Task objective: From the entries that follow, copy every line with the word "have".

*** Records shown Section Begins ***

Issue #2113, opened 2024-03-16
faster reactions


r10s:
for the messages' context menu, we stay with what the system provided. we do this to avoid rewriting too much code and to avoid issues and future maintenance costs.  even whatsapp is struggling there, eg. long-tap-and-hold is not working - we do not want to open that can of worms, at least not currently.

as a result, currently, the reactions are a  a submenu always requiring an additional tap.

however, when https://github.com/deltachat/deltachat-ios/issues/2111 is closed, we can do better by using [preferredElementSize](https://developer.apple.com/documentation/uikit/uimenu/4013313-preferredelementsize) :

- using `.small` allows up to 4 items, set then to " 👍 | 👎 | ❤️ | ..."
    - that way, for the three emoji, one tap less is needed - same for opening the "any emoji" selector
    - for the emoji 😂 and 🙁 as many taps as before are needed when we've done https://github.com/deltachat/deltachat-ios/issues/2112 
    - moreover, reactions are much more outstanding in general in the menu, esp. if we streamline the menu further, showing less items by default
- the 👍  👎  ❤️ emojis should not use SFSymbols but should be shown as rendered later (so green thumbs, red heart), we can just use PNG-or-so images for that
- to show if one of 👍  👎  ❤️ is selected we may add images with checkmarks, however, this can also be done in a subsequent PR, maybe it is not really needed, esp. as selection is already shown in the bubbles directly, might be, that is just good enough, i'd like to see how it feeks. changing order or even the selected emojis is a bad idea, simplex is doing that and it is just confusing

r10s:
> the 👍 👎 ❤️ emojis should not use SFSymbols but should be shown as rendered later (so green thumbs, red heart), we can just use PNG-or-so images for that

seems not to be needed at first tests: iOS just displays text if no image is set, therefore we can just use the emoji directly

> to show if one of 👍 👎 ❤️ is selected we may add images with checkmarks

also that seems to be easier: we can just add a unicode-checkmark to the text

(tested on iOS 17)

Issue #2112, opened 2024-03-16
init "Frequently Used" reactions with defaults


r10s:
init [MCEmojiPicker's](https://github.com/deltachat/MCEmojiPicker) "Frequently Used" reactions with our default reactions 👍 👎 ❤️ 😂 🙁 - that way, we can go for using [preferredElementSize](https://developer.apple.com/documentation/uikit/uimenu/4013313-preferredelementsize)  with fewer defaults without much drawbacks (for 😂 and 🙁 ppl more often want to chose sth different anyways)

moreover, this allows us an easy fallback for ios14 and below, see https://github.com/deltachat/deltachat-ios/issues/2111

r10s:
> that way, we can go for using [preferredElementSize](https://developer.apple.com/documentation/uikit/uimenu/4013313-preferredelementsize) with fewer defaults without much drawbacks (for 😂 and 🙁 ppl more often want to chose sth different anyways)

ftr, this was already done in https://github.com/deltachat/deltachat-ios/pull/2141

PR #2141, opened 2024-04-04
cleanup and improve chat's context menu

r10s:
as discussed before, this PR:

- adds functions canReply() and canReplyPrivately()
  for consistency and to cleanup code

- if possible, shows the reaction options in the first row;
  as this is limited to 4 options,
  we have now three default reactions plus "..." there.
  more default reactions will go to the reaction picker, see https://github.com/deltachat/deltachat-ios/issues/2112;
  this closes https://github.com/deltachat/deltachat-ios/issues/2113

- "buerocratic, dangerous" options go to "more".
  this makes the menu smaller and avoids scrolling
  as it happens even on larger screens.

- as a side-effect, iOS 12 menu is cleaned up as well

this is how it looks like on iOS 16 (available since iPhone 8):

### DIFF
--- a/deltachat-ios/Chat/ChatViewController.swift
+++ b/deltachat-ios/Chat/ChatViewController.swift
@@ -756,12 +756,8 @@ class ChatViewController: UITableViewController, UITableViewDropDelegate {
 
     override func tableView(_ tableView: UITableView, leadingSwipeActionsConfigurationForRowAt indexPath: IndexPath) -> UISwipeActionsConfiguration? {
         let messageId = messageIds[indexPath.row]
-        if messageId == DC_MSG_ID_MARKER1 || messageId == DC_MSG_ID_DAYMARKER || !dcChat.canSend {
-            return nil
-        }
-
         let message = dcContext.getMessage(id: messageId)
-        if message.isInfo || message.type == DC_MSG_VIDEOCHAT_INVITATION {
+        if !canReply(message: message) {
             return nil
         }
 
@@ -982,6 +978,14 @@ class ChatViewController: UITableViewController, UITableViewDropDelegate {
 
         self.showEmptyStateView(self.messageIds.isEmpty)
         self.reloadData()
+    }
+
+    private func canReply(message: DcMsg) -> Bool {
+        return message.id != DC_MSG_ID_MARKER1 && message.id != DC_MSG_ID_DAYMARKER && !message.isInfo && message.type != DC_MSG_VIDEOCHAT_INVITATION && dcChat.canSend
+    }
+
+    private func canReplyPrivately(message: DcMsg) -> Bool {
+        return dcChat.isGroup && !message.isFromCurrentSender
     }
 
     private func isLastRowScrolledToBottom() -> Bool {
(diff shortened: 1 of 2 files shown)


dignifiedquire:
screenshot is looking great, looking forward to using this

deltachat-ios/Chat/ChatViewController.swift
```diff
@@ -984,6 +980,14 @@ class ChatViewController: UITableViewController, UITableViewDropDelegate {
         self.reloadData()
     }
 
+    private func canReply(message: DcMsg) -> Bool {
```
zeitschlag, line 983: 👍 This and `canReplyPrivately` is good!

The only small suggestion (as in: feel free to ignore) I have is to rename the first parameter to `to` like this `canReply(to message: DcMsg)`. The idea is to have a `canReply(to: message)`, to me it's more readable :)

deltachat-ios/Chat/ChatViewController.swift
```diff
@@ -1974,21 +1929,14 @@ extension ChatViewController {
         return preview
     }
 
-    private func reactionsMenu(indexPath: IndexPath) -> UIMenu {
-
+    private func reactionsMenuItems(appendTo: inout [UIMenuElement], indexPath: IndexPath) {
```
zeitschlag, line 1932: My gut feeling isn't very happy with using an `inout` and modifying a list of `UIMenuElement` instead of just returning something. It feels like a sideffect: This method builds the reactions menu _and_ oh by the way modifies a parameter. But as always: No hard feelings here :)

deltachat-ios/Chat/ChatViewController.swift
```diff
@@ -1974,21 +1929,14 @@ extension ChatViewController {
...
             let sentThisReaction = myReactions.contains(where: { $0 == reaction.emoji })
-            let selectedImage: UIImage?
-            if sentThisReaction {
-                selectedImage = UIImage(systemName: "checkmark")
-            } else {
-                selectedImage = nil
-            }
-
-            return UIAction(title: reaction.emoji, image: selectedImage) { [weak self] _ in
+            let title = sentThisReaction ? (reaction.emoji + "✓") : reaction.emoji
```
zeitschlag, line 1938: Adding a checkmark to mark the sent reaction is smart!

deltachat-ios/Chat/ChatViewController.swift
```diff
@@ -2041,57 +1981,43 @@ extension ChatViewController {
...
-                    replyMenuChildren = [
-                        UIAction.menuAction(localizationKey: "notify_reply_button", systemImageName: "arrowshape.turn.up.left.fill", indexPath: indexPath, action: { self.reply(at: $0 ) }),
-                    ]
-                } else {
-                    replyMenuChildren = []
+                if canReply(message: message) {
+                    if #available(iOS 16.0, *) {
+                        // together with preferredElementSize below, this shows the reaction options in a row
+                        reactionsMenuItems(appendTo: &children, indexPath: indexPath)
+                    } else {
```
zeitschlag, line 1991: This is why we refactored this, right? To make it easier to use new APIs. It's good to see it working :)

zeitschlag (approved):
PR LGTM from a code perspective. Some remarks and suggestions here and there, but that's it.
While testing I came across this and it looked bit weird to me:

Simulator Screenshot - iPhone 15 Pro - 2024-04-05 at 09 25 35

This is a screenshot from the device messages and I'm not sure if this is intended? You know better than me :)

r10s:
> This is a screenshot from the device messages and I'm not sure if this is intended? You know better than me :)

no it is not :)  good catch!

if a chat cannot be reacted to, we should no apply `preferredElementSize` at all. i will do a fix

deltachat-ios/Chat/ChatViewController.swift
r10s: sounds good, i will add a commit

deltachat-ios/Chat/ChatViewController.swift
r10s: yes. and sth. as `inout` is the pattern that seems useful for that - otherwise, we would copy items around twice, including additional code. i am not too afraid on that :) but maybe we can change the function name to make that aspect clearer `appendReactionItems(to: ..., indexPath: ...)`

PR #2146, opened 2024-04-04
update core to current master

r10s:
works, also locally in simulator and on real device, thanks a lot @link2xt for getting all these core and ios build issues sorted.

*** Records shown Section Ends ***

Answer space:
  we have now three default reactions plus "..." there.
The only small suggestion (as in: feel free to ignore) I have is to rename the first parameter to `to` like this `canReply(to message: DcMsg)`. The idea is to have a `canReply(to: message)`, to me it's more readable :)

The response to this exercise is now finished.